◆ **Your task**
The answer must be every line of the records in which the string "close" appears.

◆ **Material provided**
□ □ □ □ □
PR #3856, opened 2019-01-28
fix(page): execute frame.waitFor{Selector,XPath} in secondary world

### LINKED ISSUE #609: page.waitForSelector doesn't work on baidu.com

aslushnikov:
This patch starts executing frame.waitForSelector and frame.waitForXPath
in secondary world. As a result, websites that mutate page global
context (e.g. removing global MutationObserver) don't break Puppeteer's
behavior.

Fixes #609

### DIFF
--- a/lib/ExecutionContext.js
+++ b/lib/ExecutionContext.js
@@ -175,8 +175,8 @@ class ExecutionContext {
   }
 
   /**
-   * @param {!ElementHandle} elementHandle
-   * @return {Promise<ElementHandle>}
+   * @param {Puppeteer.ElementHandle} elementHandle
+   * @return {Promise<Puppeteer.ElementHandle>}
    */
   async _adoptElementHandle(elementHandle) {
     assert(elementHandle.executionContext() !== this, 'Cannot adopt handle that already belongs to this execution context');
@@ -187,7 +187,7 @@ class ExecutionContext {
     const {object} = await this._client.send('DOM.resolveNode', {
       backendNodeId: nodeInfo.node.backendNodeId,
     });
-    return createJSHandle(this, object);
+    return /** @type {Puppeteer.ElementHandle}*/(createJSHandle(this, object));
   }
 }
 
--- a/lib/ExecutionContext.js
+++ b/lib/ExecutionContext.js
@@ -173,6 +173,22 @@ class ExecutionContext {
     });
     return createJSHandle(this, response.objects);
   }
+
+  /**
+   * @param {!ElementHandle} elementHandle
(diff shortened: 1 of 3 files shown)


test/waittask.spec.js
```diff
@@ -247,15 +254,6 @@ module.exports.addTests = function({testRunner, expect, product}) {
       expect(eHandle.executionContext().frame()).toBe(frame2);
     });
 
-    it('should throw if evaluation failed', async({page, server}) => {
```
JoelEinbinder, line 250: Does this imply that we can never throw now?

aslushnikov: yep, only for timeouts

JoelEinbinder (approved):

lib/ExecutionContext.js
```diff
@@ -173,6 +173,22 @@ class ExecutionContext {
     });
     return createJSHandle(this, response.objects);
   }
+
+  /**
+   * @param {Puppeteer.ElementHandle} elementHandle
+   * @return {Promise<Puppeteer.ElementHandle>}
+   */
+  async _adoptElementHandle(elementHandle) {
+    assert(elementHandle.executionContext() !== this, 'Cannot adopt handle that already belongs to this execution context');
```
JoelEinbinder, line 182: Fine for now. But in the case of a future public version we should probably `return elementHandle` here instead of asserting.

aslushnikov: Public API will be either on DOMWorld or on ElementHandle, so we'll have an opportunity to think about it

lib/ExecutionContext.js
```diff
@@ -173,6 +173,22 @@ class ExecutionContext {
...
+    assert(this._world, 'Cannot adopt handle without DOMWorld');
+    const nodeInfo = await this._client.send('DOM.describeNode', {
+      objectId: elementHandle._remoteObject.objectId,
+    });
+    const {object} = await this._client.send('DOM.resolveNode', {
+      backendNodeId: nodeInfo.node.backendNodeId,
```
JoelEinbinder, line 188: how does this work without taking a worldName?

aslushnikov: Follow-up: https://github.com/GoogleChrome/puppeteer/pull/3857

PR #3872, opened 2019-02-01
feat(firefox): implement browser contexts

aslushnikov:
BrowserContexts are necessary to run Puppeteer tests against Puppeteer-Firefox


aslushnikov:
TBR @JoelEinbinder

Issue #3889, opened 2019-02-02
firefox: merge Puppeteer-Firefox tests with Puppeteer tests


aslushnikov:
When working on prototype of Puppeteer-Firefox, we were copying many Puppeteer tests, adding some others and changing a few.

This issue is to track progress on unifying tests for Puppeteer and Puppeteer-Firefox.
The roadmap:
- bring Puppeteer-Firefox unique tests to Puppeteer
- skip failing tests and enable Puppeteer-Firefox on CI

For the record: There's a helper script [`//test/difftests.js`](https://gist.github.com/aslushnikov/31244444cf920305d53c06339f08a217) (not committed - dirty but useful) that diffs tests between Puppeteer and Puppeteer-Firefox.

PR #3907, opened 2019-02-04
test(firefox): support Puppeteer-Firefox specific env variables

aslushnikov:
This patch:
- adds support to `FFOX` env variable for Puppeteer testsuite
- install Firefox preferences when running tests with custom firefox
  executable

References #3889


JoelEinbinder (approved):

JoelEinbinder:
Lint is unhappy

PR #3925, opened 2019-02-06
feat(chromium): roll Chromium to r629336

aslushnikov:
Just a healthy roll.


JoelEinbinder:
We are waiting on a v8 coverage fix iirc.

PR #3928, opened 2019-02-06
test(network.spec.js): fix weird string concatenation

Meir017:
clean-up some weird string concatenation in a test


aslushnikov:
This is an important string concatenation - otherwise parser fails

See also: https://stackoverflow.com/questions/236073/why-split-the-script-tag-when-writing-it-with-document-write

Meir017:
image

PR #3937, opened 2019-02-07
test(firefox): enable more tests on Puppeteer-Firefox

aslushnikov:
References #3889

### DIFF
--- a/test/keyboard.spec.js
+++ b/test/keyboard.spec.js
@@ -136,7 +136,7 @@ module.exports.addTests = function({testRunner, expect, FFOX}) {
             'Keyup: ~ Backquote 192 [Shift]'].join('\n'));
       await keyboard.up('Shift');
     });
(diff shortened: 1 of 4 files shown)


test/keyboard.spec.js
```diff
@@ -146,7 +146,7 @@ module.exports.addTests = function({testRunner, expect, FFOX}) {
           if (event.key === 'l')
             event.preventDefault();
           if (event.key === 'o')
-            Promise.resolve().then(() => event.preventDefault());
```
JoelEinbinder, line 149: firefox doesn't let you preventDefault after a promise resolve?!

JoelEinbinder (approved):

test/keyboard.spec.js
aslushnikov: apparently, yeah

PR #3963, opened 2019-02-09
fix(firefox): add ExecutionContext to api

aslushnikov:


JoelEinbinder (approved):
Are we returning it anywhere yet?

aslushnikov:
It's used for the "Is Puppeteer-Firefox Ready" website to compare APIs.

PR #3988, opened 2019-02-13
feat(firefox): basic support for Network

aslushnikov:
This patch introduces basic Request and Response events for
page. It also teaches navigation methods, e.g. `page.goto` to return
navigation response.


JoelEinbinder (approved):
I assume we are going to add JSDoc later?

aslushnikov:
> I assume we are going to add JSDoc later?

Yeah; there's a lot of movement atm as I'm getting to know gecko network stack.

PR #3989, opened 2019-02-13
feat(firefox): Page.waitForRequest/Page.waitForResponse

aslushnikov:
Drive-by: refactor `Request.frame()` tests into a separate test suite.


aslushnikov:
@JoelEinbinder - I now filter out favicon requests (firefox reports them just fine). There's a headless bug regarding favicon not reported, so might be useful eventually.

PR #4002, opened 2019-02-14
feat(firefox): support consoleMessage.location()

aslushnikov:


JoelEinbinder (commented):
Why is the column different?

aslushnikov:
> Why is the column different?

Chrome reports different location wrt Firefox (Firefox's nicer).

test/page.spec.js
```diff
@@ -355,7 +355,7 @@ module.exports.addTests = function({testRunner, expect, headless, Errors, Device
       expect(message.location()).toEqual({
         url: server.PREFIX + '/consolelog.html',
         lineNumber: 7,
-        columnNumber: 14,
+        columnNumber: CHROME ? 14 : 6,
```
JoelEinbinder: can we add a comment here.
|console.log
vs
console.|log

JoelEinbinder (approved):

PR #4003, opened 2019-02-14
feat(firefox): support running beforeunload hooks when closing

aslushnikov:


test/page.spec.js
```diff
@@ -48,19 +48,29 @@ module.exports.addTests = function({testRunner, expect, headless, Errors, Device
...
-      newPage.close({ runBeforeUnload: true });
+      const pageClosingPromise = newPage.close({ runBeforeUnload: true });
       const dialog = await waitEvent(newPage, 'dialog');
       expect(dialog.type()).toBe('beforeunload');
-      expect(dialog.defaultValue()).toBe('');
-      expect(dialog.message()).toBe('');
-      dialog.accept();
-      await waitEvent(newPage, 'close');
+      if (CHROME) {
+        expect(dialog.defaultValue()).toBe('');
```
JoelEinbinder: Are these not implemented in Firefox?

aslushnikov: the `message()` is intentionally empty in Chrome for beforeunload - to avoid scam.

Updated the with the actual ffox text.

PR #4006, opened 2019-02-14
fix(firefox): enable a bunch of evaluation tests

aslushnikov:


experimental/puppeteer-firefox/lib/ExecutionContext.js
```diff
@@ -21,9 +21,34 @@ class ExecutionContext {
       });
       return createHandle(this, payload.result, payload.exceptionDetails);
     }
+    if (typeof pageFunction !== 'function')
+      throw new Error('The following is not a function: ' + pageFunction);
```
JoelEinbinder: Say what we tried to do please. "Cannot evaluate".

The error:
"The following is not a function: 56" looks pretty unhelpful.

JoelEinbinder (approved):

experimental/puppeteer-firefox/lib/ExecutionContext.js
aslushnikov: sure, reworded both here and in Puppeteer

PR #4014, opened 2019-02-14
fix: Respect the loglevel for logging

stphnrdmr:
This adds support for disabling console.log when the loglevel asks for it.

### DIFF
--- a/install.js
+++ b/install.js
@@ -21,15 +21,15 @@ if (require('./package.json').name === 'puppeteer-core')
 buildNode6IfNecessary();
 
 if (process.env.PUPPETEER_SKIP_CHROMIUM_DOWNLOAD) {
-  console.log('**INFO** Skipping Chromium download. "PUPPETEER_SKIP_CHROMIUM_DOWNLOAD" environment variable was found.');
+  log('**INFO** Skipping Chromium download. "PUPPETEER_SKIP_CHROMIUM_DOWNLOAD" environment variable was found.');
   return;
 }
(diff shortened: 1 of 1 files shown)


stphnrdmr:
I think it could be argued that disabling this during `CI` is not universally loved. Respecting the log level seems like a good idea to me.

install.js
```diff
@@ -145,3 +145,17 @@ function generateProtocolTypesIfNecessary(updated) {
     return;
   return require('./utils/protocol-types-generator');
 }
+
+function log(toBeLogged) {
+  function isTrue(value) {
+    return !!value && value !== '0' && value !== 'false';
+  }
+
+  const envDisable = isTrue(process.env.CI);
```
JoelEinbinder: Is it standard practice to disable logs when CI is set? I find the logs useful at least on our CI.

stphnrdmr: I agree with you and I’ll remove that part.

stphnrdmr:
@JoelEinbinder Do you agree with the latest changes? I don't know why CI is failing right now.

install.js
```diff
@@ -145,3 +145,12 @@ function generateProtocolTypesIfNecessary(updated) {
     return;
   return require('./utils/protocol-types-generator');
 }
+
+function log(toBeLogged) {
```
JoelEinbinder: nit: I'd rename log to logPolitely or to be a little easier to read what this does.

JoelEinbinder (approved):

install.js
stphnrdmr: I like logPolitely, I’ll use that.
□ □ □ □ □
◆ **Written solution**
-      newPage.close({ runBeforeUnload: true });
+      const pageClosingPromise = newPage.close({ runBeforeUnload: true });
-      await waitEvent(newPage, 'close');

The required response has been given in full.